3 In a triathlon, competitors have to swim 600 metres, cycle 40 kilometres and run 10 kilometres. To improve her strength, a triathlete undertakes a training programme in which she carries weights in a rucksack whilst running. She runs a specific course and notes the total time taken for each run. Her coach is investigating the relationship between time taken and weight carried. The times taken with eight different weights are illustrated on the scatter diagram below, together with the summary statistics for these data. The variables \(x\) and \(y\) represent weight carried in kilograms and time taken in minutes respectively.
\includegraphics[max width=\textwidth, alt={}, center]{be463718-caf7-4bc8-b838-143ab4681d6e-4_627_1536_630_281}
Summary statistics: \(n = 8 , \Sigma x = 36 , \Sigma y = 214.8 , \Sigma x ^ { 2 } = 204 , \Sigma y ^ { 2 } = 5775.28 , \Sigma x y = 983.6\).
- Calculate the equation of the regression line of \(y\) on \(x\).
On one of the eight runs, the triathlete was carrying 4 kilograms and took 27.5 minutes. On this run she was delayed when she tripped and fell over.

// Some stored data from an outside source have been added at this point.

PR #6104, opened 2019-06-26
Fixed BCNM.lua line 470, and Added SQL information from Nyzul ilse

JusticeTroll:


TeoTwawki:
you have other stuff mixed in. if you can wait a bit I already have a pr incoming anyway, or you can fix this and I'll merge

TeoTwawki:
#6106

JusticeTroll:
I mean they are all 3 things that I figured I could do as 1 PR instead of three... 
1.) Byakko Loot Table Fix
2.) The Loot Table and prep work for Nyzul
3.) the BCNM line 470 fix.

Should I do these as three different PRs?

TeoTwawki:
empty PR description had me thinking you had messed up a merge (I didn't read the entire title). In general we try to keep things separated into multiple PRs since git+github allows us to use as many branches as we want and open as many as needed at once. we do allow minor things to be combined. But in this case the only thing mentioned was the BCNM error.

PR #6106, opened 2019-06-26
Misc odds and ends

TeoTwawki:
1. Fix the invalid variable in bcnm.lua
2. correct typing in lua/lua_baseentity.cpp for showPosition()
3. Eliminate magic numbering for zone ID checks that look for the last available zoneID - MAX_ZONE is now a thing.


TeoTwawki:
Now also includes fixes to the embassy NPCs in RuLude Gardens, they were overwriting missions if the player accidentally went to the wrong embassy by mistake.

PR #6108, opened 2019-06-26
Ghelsba Outpost BCNMs

wrenffxi:
Thanks to Brierre for compiling all this data and getting it working on the old BCNM system. I'm converting her work to the new BCNM system in this PR.

I've opened BCNMs that are scripted with full or nearly-full challenge.

I've closed BCNMs that are missing key elements that make the fight challenging.  If server owners want to enable these fights, they can be toggled on in scripts/globals/bcnm.lua, and they'll be enter/win/loot-able.  I've only disabled them because there's little challenge to getting the win.

* Petrifying Pair
OPEN: fully implemented
* Toadal Recall
OPEN: missing the shroom-in-cap mechanic for using queasy/numb/shake-shroom. Currently coded as regular mobskills.
* Wings of Fury
OPEN: missing Slipstream and Turbulence mobskills.


wrenffxi:
updated this PR so that it won't conflict with my open Horlais Peak PR.

TeoTwawki:
> OPEN: missing the shroom-in-cap mechanic for using queasy/numb/shake-shroom. Currently coded as regular mobskills.

we need a mixin for that sorta thing in general for shrooms. even shrooms in west ronfaure and la theine will "lose" a tp move after losing their cap for it.

> The "-shroom" attacks are used in the following order: Queasyshroom, Numbshroom, Shakeshroom. Each attack will consume one mushroom on the funguar's cap. There are three total. A successful steal may remove 1 mushroom from the funguar's cap and possibly change the order of "-shroom" attacks. On Coppercap, successfully stealing a woozyshroom seems to remove Queasyshroom from its arsenal while stealing sleepshroom seems to have no such effect on Exoray. 

There is a skill some use that recharges their caps too.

- Calculate the value of the residual for this weight.
- The coach decides to recalculate the equation of the regression line without the data for this run. Would it be preferable to use this recalculated equation or the equation found in part (i) to estimate the delay when the triathlete tripped and fell over? Explain your answer.
The triathlete's coach claims that there is positive correlation between cycling and swimming times in triathlons. The product moment correlation coefficient of the times of twenty randomly selected competitors in these two sections is 0.209 .
- Carry out a hypothesis test at the \(5 \%\) level to examine the coach's claim, explaining your conclusions clearly.
- What distributional assumption is necessary for this test to be valid? How can you use a scatter diagram to decide whether this assumption is likely to be true?